* **Work to complete**:
Search term "Suite": copy each line of the records that contains it.

* **Data for review**:
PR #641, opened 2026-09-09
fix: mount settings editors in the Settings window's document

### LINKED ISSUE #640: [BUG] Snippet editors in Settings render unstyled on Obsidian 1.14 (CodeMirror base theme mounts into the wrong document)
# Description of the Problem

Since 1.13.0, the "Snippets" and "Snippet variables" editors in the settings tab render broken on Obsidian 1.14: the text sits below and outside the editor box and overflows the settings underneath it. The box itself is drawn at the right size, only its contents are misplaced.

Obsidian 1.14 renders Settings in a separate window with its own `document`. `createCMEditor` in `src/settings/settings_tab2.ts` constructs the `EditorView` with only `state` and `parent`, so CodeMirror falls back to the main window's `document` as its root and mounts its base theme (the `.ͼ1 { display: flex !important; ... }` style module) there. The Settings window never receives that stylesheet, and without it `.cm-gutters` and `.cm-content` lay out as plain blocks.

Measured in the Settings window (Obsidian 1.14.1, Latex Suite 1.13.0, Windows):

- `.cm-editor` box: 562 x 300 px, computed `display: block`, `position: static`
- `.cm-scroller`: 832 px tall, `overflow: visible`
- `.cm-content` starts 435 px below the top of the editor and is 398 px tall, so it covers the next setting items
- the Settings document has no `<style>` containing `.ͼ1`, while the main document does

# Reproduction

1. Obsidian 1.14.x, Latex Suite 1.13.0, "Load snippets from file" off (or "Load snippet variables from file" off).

* **Exercise solution**:
Measured in the Settings window (Obsidian 1.14.1, Latex Suite 1.13.0, Windows):
1. Obsidian 1.14.x, Latex Suite 1.13.0, "Load snippets from file" off (or "Load snippet variables from file" off).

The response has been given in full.